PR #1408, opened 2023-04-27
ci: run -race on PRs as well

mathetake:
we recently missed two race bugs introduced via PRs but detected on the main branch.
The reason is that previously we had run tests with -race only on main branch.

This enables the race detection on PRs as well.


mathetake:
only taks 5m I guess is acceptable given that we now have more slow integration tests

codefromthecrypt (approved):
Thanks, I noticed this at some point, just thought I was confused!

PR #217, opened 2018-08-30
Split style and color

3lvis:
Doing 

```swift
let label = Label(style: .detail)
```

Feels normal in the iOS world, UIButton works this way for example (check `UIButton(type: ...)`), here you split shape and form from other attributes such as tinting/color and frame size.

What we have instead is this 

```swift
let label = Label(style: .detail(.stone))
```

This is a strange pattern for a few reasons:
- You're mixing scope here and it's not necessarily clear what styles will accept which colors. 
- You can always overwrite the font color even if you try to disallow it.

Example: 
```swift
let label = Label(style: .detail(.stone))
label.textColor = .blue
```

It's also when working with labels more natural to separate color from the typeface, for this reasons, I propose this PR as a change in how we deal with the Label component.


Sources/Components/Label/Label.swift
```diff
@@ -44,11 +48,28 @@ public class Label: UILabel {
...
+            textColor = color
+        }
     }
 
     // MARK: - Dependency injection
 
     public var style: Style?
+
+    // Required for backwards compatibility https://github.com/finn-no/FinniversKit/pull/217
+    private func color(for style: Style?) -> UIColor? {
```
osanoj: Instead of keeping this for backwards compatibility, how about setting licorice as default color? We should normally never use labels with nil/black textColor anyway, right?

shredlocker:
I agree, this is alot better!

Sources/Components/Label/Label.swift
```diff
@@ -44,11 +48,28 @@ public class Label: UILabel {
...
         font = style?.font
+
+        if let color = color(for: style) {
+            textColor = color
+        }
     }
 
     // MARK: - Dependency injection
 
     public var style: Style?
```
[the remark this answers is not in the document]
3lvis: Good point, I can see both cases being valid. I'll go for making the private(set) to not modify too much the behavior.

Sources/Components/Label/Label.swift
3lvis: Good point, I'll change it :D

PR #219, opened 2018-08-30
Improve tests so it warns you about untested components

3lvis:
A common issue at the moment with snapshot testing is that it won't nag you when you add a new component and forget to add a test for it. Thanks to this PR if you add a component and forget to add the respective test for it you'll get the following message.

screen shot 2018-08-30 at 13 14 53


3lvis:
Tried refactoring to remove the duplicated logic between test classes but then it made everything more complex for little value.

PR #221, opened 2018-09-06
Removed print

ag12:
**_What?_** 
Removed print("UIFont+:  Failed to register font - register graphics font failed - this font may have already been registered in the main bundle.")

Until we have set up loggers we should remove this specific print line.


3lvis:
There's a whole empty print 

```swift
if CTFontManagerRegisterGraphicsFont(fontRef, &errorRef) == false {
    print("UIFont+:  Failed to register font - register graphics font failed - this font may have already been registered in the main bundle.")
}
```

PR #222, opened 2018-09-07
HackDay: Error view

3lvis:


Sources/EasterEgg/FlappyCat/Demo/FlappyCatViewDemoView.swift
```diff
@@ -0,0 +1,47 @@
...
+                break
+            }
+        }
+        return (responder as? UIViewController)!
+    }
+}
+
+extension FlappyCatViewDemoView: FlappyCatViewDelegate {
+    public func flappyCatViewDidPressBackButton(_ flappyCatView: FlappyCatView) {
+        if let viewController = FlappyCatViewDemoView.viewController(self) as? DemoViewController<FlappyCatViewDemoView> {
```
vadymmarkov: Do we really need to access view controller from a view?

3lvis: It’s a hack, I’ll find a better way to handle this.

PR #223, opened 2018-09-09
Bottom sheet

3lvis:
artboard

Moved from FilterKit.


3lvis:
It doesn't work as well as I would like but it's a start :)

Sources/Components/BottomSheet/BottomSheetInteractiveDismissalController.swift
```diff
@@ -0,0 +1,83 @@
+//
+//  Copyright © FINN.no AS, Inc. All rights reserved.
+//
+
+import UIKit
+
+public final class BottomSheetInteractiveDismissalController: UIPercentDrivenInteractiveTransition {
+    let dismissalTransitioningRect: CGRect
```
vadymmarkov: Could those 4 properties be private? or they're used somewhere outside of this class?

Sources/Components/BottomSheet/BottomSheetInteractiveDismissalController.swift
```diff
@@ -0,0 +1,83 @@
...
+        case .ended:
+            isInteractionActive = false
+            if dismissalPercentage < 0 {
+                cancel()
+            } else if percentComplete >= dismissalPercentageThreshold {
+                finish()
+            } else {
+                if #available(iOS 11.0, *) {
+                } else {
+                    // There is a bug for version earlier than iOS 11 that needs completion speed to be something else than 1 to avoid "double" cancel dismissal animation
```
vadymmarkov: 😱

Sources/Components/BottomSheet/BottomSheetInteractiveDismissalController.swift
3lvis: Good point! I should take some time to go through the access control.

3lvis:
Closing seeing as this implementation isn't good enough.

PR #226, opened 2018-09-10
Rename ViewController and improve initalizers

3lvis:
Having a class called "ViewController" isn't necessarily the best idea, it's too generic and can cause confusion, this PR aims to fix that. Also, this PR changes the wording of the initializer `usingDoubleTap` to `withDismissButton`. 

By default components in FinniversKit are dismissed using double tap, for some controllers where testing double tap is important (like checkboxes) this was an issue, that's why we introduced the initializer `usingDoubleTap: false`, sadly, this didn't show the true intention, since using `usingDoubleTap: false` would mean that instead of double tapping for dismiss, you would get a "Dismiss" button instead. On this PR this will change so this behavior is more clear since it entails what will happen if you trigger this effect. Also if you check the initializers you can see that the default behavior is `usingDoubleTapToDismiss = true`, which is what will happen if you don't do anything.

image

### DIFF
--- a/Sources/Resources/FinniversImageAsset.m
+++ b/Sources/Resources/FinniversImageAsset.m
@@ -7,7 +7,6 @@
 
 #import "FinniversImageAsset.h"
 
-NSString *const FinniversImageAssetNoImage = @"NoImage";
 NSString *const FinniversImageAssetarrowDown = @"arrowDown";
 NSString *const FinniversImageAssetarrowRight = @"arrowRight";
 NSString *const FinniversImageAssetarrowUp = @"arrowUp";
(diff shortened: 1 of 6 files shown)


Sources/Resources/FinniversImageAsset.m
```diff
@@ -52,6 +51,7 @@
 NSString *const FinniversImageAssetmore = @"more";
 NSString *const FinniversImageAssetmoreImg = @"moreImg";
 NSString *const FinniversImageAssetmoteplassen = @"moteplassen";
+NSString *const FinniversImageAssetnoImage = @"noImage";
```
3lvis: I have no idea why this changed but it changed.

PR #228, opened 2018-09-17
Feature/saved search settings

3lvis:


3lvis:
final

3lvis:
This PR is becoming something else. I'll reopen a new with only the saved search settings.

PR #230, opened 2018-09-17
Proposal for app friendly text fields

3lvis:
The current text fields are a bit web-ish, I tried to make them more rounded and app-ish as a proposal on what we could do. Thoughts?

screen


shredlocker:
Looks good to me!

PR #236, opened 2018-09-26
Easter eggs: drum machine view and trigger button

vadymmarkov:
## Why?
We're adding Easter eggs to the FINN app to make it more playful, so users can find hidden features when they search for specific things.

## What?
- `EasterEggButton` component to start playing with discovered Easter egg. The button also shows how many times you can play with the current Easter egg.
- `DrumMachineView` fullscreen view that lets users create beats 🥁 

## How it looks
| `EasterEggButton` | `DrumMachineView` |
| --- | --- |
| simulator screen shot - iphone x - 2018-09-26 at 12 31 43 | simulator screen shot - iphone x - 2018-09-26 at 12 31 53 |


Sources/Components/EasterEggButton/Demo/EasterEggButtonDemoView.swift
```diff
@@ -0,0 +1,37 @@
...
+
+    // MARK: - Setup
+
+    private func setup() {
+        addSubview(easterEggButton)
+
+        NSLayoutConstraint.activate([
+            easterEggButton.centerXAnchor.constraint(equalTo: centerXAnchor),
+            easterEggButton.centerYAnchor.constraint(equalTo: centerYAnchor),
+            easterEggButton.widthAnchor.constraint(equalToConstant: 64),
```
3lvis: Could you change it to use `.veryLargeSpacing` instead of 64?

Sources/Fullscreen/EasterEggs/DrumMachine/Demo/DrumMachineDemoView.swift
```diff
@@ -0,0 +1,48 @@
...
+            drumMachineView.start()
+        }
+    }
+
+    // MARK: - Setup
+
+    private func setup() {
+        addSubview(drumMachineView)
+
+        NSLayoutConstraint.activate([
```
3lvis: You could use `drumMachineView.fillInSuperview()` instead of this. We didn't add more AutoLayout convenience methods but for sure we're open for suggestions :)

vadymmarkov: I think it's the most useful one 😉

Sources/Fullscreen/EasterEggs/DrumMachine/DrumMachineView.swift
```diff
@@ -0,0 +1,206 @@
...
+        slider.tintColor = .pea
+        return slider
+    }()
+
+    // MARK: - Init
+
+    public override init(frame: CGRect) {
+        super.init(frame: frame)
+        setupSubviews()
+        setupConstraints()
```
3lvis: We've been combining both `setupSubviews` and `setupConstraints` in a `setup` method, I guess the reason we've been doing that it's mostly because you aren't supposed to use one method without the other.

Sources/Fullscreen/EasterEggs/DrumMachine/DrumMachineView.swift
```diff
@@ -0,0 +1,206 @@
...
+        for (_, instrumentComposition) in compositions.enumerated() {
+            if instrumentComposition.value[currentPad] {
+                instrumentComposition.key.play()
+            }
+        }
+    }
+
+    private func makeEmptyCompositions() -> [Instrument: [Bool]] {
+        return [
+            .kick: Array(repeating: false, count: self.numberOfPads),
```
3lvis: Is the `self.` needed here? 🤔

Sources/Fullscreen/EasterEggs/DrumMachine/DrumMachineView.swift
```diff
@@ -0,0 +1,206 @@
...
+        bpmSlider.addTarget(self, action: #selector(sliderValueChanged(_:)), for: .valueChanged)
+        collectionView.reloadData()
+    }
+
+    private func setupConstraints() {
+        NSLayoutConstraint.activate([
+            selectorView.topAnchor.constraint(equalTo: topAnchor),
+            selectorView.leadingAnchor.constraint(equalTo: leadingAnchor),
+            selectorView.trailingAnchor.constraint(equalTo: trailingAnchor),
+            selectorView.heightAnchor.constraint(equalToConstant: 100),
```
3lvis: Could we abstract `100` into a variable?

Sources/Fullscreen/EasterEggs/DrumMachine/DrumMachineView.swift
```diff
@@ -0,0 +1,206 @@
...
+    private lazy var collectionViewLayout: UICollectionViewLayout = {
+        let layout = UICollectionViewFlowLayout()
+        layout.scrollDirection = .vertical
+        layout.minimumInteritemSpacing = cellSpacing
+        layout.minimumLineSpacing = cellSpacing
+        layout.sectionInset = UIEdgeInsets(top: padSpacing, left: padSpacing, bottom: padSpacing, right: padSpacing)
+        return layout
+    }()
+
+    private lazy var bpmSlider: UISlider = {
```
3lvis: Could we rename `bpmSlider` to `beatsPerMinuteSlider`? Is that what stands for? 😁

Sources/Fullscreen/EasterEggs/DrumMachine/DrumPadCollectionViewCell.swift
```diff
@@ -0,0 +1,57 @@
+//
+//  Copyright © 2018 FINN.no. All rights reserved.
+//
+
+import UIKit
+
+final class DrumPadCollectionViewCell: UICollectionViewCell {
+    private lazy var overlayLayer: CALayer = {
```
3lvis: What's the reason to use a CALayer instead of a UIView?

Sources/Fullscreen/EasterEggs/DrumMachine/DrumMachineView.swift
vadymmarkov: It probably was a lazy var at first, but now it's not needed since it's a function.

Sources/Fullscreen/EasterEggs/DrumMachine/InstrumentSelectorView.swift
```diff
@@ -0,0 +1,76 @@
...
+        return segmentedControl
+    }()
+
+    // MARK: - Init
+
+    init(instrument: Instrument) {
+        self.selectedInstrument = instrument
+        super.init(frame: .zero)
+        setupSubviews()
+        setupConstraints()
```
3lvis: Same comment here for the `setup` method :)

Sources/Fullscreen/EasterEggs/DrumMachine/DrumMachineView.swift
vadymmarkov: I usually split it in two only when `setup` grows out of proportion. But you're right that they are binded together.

→ **Task statement**:
What lines in the listing include the string "trigger"? Copy them out.

→ **Result of this task**:
By default components in FinniversKit are dismissed using double tap, for some controllers where testing double tap is important (like checkboxes) this was an issue, that's why we introduced the initializer `usingDoubleTap: false`, sadly, this didn't show the true intention, since using `usingDoubleTap: false` would mean that instead of double tapping for dismiss, you would get a "Dismiss" button instead. On this PR this will change so this behavior is more clear since it entails what will happen if you trigger this effect. Also if you check the initializers you can see that the default behavior is `usingDoubleTapToDismiss = true`, which is what will happen if you don't do anything.
Easter eggs: drum machine view and trigger button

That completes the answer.